Report only the number of lines in the following entries where the word "there" occurs.

================================

PR #6321, opened 2020-02-07
wallet2: mention --daemon-ssl-allow-any-cert in --proxy error msg

xiphon:


moneromooo-monero:
The condition triggers if there's no strong verification. Allowing any cert seems pretty weak.

xiphon:
> The condition triggers if there's no strong verification. Allowing any cert seems pretty weak.

Any cert option is already allowed in the current codebase. The commit just notifies a user that such option exists.

moneromooo-monero:
OK, that can be addressed in another patch, if it gets addressed at all.

PR #6322, opened 2020-02-07
device_ledger: include status code name in error message

xiphon:


src/device/device_ledger.cpp
```diff
@@ -64,6 +69,81 @@ namespace hw {
       crypto::secret_key dbg_spendkey;
     #endif
 
+    #define LEDGER_STATUS(status) {status, #status}
+    static const std::map<unsigned int, const char *> status_codes = {
```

================================

Written answer — 2